### Exercise instructions:
Search the data for the string "issues" and gather each line it is in.

### Provided data:
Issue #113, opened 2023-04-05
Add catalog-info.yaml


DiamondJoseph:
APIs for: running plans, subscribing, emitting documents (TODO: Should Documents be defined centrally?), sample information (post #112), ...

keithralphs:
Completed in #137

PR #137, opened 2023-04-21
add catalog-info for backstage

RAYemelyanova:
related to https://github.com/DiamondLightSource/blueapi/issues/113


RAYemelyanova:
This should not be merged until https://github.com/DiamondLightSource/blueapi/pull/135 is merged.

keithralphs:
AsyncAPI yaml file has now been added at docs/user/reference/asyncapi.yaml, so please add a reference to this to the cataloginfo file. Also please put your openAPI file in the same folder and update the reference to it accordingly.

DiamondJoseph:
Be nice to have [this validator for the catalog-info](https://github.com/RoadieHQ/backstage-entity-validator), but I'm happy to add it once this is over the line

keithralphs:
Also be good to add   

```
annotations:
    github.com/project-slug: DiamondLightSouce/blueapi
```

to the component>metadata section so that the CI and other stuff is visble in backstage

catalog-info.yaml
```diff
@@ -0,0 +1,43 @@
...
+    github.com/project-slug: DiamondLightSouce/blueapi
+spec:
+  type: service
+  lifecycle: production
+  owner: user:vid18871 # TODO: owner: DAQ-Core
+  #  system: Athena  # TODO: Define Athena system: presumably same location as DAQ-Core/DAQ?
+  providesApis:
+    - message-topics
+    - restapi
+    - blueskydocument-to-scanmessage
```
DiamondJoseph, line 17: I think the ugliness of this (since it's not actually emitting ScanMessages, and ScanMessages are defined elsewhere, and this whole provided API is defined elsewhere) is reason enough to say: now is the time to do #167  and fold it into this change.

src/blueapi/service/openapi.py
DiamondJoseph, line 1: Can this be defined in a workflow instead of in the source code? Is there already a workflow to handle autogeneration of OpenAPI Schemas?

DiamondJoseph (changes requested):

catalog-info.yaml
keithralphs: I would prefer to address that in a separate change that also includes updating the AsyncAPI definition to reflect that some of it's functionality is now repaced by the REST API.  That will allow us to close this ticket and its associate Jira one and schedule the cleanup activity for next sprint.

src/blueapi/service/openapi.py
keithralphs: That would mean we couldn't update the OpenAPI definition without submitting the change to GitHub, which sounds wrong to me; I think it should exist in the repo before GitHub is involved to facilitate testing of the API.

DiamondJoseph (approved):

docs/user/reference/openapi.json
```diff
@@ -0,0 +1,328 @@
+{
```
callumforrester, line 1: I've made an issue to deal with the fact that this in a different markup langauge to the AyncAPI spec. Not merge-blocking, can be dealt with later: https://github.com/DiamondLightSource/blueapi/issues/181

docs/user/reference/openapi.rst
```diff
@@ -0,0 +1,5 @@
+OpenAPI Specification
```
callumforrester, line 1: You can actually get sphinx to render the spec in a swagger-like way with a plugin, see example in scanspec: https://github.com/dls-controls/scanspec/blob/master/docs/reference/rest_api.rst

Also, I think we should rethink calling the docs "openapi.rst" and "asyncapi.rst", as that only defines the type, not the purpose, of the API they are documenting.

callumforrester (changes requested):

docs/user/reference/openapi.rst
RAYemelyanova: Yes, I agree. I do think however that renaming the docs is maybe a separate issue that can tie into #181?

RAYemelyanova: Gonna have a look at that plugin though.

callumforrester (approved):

### Worked solution:
related to https://github.com/DiamondLightSource/blueapi/issues/113
callumforrester, line 1: I've made an issue to deal with the fact that this in a different markup langauge to the AyncAPI spec. Not merge-blocking, can be dealt with later: https://github.com/DiamondLightSource/blueapi/issues/181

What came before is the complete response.